Immigrants in the Heartland
America’s burgeoning racial and ethnic diversity isn’t just affecting coastal and border states that have traditionally welcomed immigrants. New immigrants are also arriving to states and counties in the heartland, like Allegheny County in Western Pennsylvania, which is seeing a surge of new arrivals from Asia, Latin America and refugees from all over the world.
When non-English-speaking newcomers first started to show up at local hospitals, staff struggled to find and operate their interpretation phones, says Barbara Murock, who heads the immigrants and internationals initiative at the Allegheny County Department of Human Services.
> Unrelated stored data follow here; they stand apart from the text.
PR #441, opened 2025-06-05
feat(sspi): migrate from `winreg` to `windows-registry` crate

### LINKED ISSUE #347: Migrate from `winreg` to `windows-registry`
Let’s align with the broader `windows` ecosystem that we are already using. `windows-registry` is the “official” crate that stays up to date with the Microsoft-maintained Windows metadata. Error handling will be more consistent across all windows crates.

TheBestTvarynka:
I had some time between reviews. I scrolled through issues and decided to quickly fix #347.

closes #347

### DIFF
--- a/.github/dependabot.yml
+++ b/.github/dependabot.yml
@@ -29,7 +29,7 @@ updates:
       windows:
         patterns:
           - "windows*"
-          - "windows-registry"
+          - "winreg"
           - "winapi"
       patch:
         dependency-type: "production"
--- a/.github/dependabot.yml
+++ b/.github/dependabot.yml
@@ -29,7 +29,7 @@ updates:
       windows:
         patterns:
           - "windows*"
-          - "winreg"
+          - "windows-registry"
           - "winapi"
       patch:
         dependency-type: "production"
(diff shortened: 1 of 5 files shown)


Cargo.lock
```diff
@@ -1443,7 +1443,7 @@ dependencies = [
  "socket2",
  "widestring",
  "windows-sys 0.48.0",
- "winreg 0.50.0",
+ "winreg",
```
TheBestTvarynka, line 1446: Unfortunatelly, we still have `winreg` in our dependency tree because of the `ipconfig` crate. it hasn't updated in two years (https://github.com/liranringel/ipconfig) and used by the DNS resolver we use (`hickory-resolver`)

.github/dependabot.yml
```diff
@@ -29,7 +29,7 @@ updates:
       windows:
         patterns:
           - "windows*"
-          - "winreg"
+          - "windows-registry"
```
CBenoit, line 32: It’s best to change that in a separate, dedicated PR, because it takes a special approval that I can’t give you directly. But in this case, I believe the only required change is removing `winreg`, because `windows*` is already covering `windows-registry`.

Cargo.lock
CBenoit: It is what it is…! Maybe one day this will be removed from the dependency tree. At least, we only have one winreg instead of two :joy:

CBenoit (approved):
LGTM! But open a separate PR for the dependabot configuration removing `winreg`

.github/dependabot.yml
TheBestTvarynka: I reverted this change. I'll open a separate PR soon.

About a decade ago, Murock’s office formed a health care advisory council of immigrant-serving groups, including refugee resettlement agencies and community clinics. Four years ago, the council shared with Magee-Womens Hospital—which is part of the University of Pittsburgh Medical Center and delivers 45 percent of the babies in the county—a list of maternal health problems non-English speakers were experiencing.
Some refugees were arriving to give birth without ever having been inside a hospital before. Staff members were misspelling the names of newborns on birth certificates. One non-English speaker from Mexico gave birth without being fed because she didn’t know she could ask for food.
Now the hospital has an outreach coordinator who works to improve care for non-English-speaking immigrants. The hospital has hired Nepali-speaking nurses for its labor and delivery unit and now conducts foreign-language tours for expecting parents. And it has learned to put birth certificate paperwork on hold for parents who want to wait to name their child until completing a naming ceremony, a common practice in Africa.
It can take time and money for small health centers, let along major health systems, to develop the staff and strategy necessary to serve a more diverse population. Most of all, it takes leadership. The Allegheny health department’s efforts wouldn’t be possible without the county government’s commitment to serving all its residents–and to providing additional funding.
“All of this is possible because of our county being a welcoming county,” Murock said.
Sophie Quinton is a reporter for Stateline, a nonprofit journalism project funded by the Pew Charitable Trusts.